● **INSTRUCTIONS FOR THE TASK**
Lines from the top of the entries through the line that has "for a match" must be duplicated exactly, and no others.

● **PROVIDED ENTRIES**
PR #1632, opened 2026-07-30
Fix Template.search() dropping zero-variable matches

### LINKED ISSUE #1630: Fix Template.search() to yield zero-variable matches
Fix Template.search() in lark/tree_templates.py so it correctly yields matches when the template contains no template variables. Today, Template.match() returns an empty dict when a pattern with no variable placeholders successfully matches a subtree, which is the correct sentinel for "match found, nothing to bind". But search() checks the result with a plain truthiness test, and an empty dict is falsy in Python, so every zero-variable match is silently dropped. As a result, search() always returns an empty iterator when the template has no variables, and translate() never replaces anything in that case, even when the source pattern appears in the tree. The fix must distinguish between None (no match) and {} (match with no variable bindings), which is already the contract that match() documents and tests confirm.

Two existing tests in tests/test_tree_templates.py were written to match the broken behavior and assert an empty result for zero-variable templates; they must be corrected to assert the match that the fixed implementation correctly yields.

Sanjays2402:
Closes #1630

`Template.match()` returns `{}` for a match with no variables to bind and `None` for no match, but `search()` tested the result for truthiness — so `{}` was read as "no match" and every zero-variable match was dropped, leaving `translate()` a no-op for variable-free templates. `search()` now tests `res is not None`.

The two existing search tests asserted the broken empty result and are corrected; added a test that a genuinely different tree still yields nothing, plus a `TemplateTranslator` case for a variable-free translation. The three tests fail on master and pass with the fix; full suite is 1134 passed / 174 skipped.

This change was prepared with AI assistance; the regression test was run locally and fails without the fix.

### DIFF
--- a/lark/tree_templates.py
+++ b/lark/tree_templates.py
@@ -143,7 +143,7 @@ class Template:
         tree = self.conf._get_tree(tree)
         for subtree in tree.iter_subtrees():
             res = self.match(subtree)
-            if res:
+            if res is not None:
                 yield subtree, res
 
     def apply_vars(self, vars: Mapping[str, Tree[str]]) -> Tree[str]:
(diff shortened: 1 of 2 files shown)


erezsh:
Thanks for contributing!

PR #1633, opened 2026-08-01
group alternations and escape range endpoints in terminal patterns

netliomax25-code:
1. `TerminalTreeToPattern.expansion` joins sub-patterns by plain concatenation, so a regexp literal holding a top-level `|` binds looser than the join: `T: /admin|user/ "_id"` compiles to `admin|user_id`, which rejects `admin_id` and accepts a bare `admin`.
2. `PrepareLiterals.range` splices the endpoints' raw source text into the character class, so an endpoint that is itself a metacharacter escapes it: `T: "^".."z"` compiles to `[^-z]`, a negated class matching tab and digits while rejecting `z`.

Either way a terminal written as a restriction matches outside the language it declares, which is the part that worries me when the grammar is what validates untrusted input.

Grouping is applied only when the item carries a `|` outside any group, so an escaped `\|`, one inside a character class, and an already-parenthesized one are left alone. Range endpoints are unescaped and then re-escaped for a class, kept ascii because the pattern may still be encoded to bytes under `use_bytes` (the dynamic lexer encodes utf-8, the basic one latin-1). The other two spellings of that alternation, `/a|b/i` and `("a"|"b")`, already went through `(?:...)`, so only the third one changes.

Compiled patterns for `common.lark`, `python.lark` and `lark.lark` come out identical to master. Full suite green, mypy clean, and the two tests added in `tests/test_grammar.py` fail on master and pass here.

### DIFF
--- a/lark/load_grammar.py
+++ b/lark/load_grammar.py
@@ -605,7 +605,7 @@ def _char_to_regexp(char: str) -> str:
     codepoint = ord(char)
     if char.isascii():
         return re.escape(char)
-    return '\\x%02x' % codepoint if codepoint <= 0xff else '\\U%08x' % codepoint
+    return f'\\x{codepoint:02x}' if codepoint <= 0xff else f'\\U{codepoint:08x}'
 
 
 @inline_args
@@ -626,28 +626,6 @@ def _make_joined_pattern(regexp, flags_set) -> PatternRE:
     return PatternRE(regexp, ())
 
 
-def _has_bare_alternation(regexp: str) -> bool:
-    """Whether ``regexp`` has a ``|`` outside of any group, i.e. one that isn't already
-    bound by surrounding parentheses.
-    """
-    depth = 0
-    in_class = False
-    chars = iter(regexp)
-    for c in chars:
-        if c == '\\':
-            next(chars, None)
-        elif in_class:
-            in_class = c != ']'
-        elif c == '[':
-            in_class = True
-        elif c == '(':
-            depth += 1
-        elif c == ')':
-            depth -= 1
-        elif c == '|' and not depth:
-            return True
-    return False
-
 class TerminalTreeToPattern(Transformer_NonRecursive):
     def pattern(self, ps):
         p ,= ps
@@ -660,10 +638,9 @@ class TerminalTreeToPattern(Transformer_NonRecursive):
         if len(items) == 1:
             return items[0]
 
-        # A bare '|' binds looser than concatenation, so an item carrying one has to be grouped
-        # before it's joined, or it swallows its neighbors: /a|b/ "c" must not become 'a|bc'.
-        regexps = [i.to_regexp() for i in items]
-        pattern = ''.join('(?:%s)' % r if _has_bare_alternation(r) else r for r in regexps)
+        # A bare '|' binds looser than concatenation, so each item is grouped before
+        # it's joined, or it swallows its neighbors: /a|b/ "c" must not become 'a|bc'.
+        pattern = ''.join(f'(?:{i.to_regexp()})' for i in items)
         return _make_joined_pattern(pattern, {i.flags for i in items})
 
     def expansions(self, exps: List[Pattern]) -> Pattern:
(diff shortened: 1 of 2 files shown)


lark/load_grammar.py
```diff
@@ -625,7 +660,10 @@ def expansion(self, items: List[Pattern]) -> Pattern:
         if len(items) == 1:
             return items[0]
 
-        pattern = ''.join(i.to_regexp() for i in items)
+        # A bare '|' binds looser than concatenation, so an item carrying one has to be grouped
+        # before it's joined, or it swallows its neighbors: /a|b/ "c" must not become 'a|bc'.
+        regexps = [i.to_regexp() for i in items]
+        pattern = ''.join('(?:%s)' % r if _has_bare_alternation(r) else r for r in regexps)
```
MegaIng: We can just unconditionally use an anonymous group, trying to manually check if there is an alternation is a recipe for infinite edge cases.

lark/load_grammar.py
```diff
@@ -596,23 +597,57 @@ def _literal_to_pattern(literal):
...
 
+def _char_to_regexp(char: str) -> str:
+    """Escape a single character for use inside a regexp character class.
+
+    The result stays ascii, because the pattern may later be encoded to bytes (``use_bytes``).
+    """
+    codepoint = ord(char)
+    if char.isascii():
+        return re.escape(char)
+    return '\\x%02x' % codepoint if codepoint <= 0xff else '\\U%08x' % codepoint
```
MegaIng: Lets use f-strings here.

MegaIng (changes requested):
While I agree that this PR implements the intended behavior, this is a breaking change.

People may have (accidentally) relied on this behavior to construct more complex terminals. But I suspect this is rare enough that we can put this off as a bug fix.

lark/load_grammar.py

● **TASK ANSWER**
PR #1632, opened 2026-07-30
Fix Template.search() dropping zero-variable matches

### LINKED ISSUE #1630: Fix Template.search() to yield zero-variable matches
Fix Template.search() in lark/tree_templates.py so it correctly yields matches when the template contains no template variables. Today, Template.match() returns an empty dict when a pattern with no variable placeholders successfully matches a subtree, which is the correct sentinel for "match found, nothing to bind". But search() checks the result with a plain truthiness test, and an empty dict is falsy in Python, so every zero-variable match is silently dropped. As a result, search() always returns an empty iterator when the template has no variables, and translate() never replaces anything in that case, even when the source pattern appears in the tree. The fix must distinguish between None (no match) and {} (match with no variable bindings), which is already the contract that match() documents and tests confirm.

Two existing tests in tests/test_tree_templates.py were written to match the broken behavior and assert an empty result for zero-variable templates; they must be corrected to assert the match that the fixed implementation correctly yields.

Sanjays2402:
Closes #1630

`Template.match()` returns `{}` for a match with no variables to bind and `None` for no match, but `search()` tested the result for truthiness — so `{}` was read as "no match" and every zero-variable match was dropped, leaving `translate()` a no-op for variable-free templates. `search()` now tests `res is not None`.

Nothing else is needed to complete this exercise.